So when we were at the supercomputer center down in San Diego and they bought 800 terabytes of storage from one of those three-letter companies, and they had 384 servers that wanted to log in to one array, and they couldn't do that, they have to understand A storage device typically will allow 64 logins. So a lot of integrators out there or people that are in the storage business don't necessarily know what their limitations of their arrays are. But that's one area in large scale that you've got to be aware of.
Also, as you get more devices out there, you add latency because as you have more logins, you need more resources both on the storage controller and on the host adapter to handle that connections. So as you start fanning out, you get a lot more latency involved in your infrastructure.
The other thing that we look at is the queue depth. Okay, and this is the outstanding I/Os that a host adapter can do. And when we tune a system, we'll minimize They allow QDEP to handle an application. Because if we don't, then what happens is you can get into a hogging mode where one client decides to do a copy and consumes all the potential bandwidth off an array, for instance, and all your real-time streams die. So we have ways to throttle back I.O. so we can balance it across the facility.
You also have to be aware of fabric design to make sure that you have redundant fabrics or you have isolation in your fabric so that if you lose a switch, it doesn't bring down the whole facility. Or if you need to do firmware upgrades later on, when the thing's in production, how's that going to affect the users that are on the system? Okay, and the third item on the slide is really, is in the operational. We have storage provisioning.

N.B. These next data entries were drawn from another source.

PR #91, opened 2016-03-04
Fixes variable name to make it configurable in RedHat

pedronofuentes:
`php_extension_conf_path` overrides the one you configure in your vars.

Changed to `__php_extension_conf_path` as it is in Debian.

### DIFF
--- a/vars/RedHat.yml
+++ b/vars/RedHat.yml
@@ -18,7 +18,7 @@ __php_packages:
 __php_webserver_daemon: "httpd"
 
 __php_conf_path: /etc
-php_extension_conf_path: /etc/php.d
+__php_extension_conf_path: /etc/php.d
 
 __php_apc_conf_filename: 50-apc.ini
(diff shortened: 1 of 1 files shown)


geerlingguy:
Thanks for the fix! This will be fixed in a separate PR from @oxyc - see https://github.com/geerlingguy/ansible-role-php/pull/89/files#diff-3f3da5a0b9c0c56c7f087e30468507d9R23 — I'm planning on merging that soon, so I'll close this PR and direct efforts towards that one (it fixes a few other path-based issues as well).

pedronofuentes:
Ok, no problem. I'll use my fork until the PR is merged.

Thank you for your work :)

geerlingguy:
@pedronofuentes - This should be fixed now, and it's a list (instead of one value) with just one value by default: https://github.com/geerlingguy/ansible-role-php/blob/master/vars/RedHat.yml#L23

We have some customers that they provision storage out to their clients once a year. Okay, and they may revise that provisioning, okay, you know, minor, make minor adjustments after a year. They may add more storage or something. And then we got clients that have to provision or reprovision storage 30 times a day. Well, you got to have the management tools in place, okay, that allow you to do those types of provisionings.
Okay, backup, recovery, and archive. Okay, this is a great topic today, okay, because this paradigm of going disk to tape is kind of fading away. Everybody wants to be -- if they're going to back up, they might as well minimize the time it takes to restore. So we're seeing a lot of requests out there today for continuous backup.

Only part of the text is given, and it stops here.